WORK INSTRUCTIONS –
Which lines run from the line with "Just updating retries" through the line with "The integrations_server.https_endpoint attribute" in the entries below? Print them exactly, both ends included, and nothing more.

TASK DATA –
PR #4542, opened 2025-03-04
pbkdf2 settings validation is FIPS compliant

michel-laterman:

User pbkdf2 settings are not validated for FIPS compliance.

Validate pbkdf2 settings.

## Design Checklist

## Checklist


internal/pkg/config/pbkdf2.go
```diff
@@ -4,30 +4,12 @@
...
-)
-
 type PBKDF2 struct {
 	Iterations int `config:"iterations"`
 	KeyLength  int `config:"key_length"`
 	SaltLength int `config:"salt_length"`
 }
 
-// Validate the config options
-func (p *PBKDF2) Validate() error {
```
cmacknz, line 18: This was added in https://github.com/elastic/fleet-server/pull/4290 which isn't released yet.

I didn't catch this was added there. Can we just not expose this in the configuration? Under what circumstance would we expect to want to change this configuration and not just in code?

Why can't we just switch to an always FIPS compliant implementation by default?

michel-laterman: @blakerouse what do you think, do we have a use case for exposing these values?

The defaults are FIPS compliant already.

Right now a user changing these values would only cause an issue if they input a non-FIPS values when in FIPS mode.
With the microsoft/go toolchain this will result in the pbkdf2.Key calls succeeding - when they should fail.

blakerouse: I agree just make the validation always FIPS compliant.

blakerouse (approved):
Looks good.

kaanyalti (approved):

==

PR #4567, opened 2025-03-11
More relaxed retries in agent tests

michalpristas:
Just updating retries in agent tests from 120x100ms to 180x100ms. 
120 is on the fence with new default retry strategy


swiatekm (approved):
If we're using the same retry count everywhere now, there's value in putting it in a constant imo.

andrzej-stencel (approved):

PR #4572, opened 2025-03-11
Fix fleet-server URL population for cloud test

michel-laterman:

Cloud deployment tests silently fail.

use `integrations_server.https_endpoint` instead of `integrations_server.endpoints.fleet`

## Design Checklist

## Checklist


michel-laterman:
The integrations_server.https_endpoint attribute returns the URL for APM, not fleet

RESPONSE AREA –
Just updating retries in agent tests from 120x100ms to 180x100ms. 
120 is on the fence with new default retry strategy


swiatekm (approved):
If we're using the same retry count everywhere now, there's value in putting it in a constant imo.

andrzej-stencel (approved):

PR #4572, opened 2025-03-11
Fix fleet-server URL population for cloud test

michel-laterman:

Cloud deployment tests silently fail.

use `integrations_server.https_endpoint` instead of `integrations_server.endpoints.fleet`

## Design Checklist

## Checklist


michel-laterman:
The integrations_server.https_endpoint attribute returns the URL for APM, not fleet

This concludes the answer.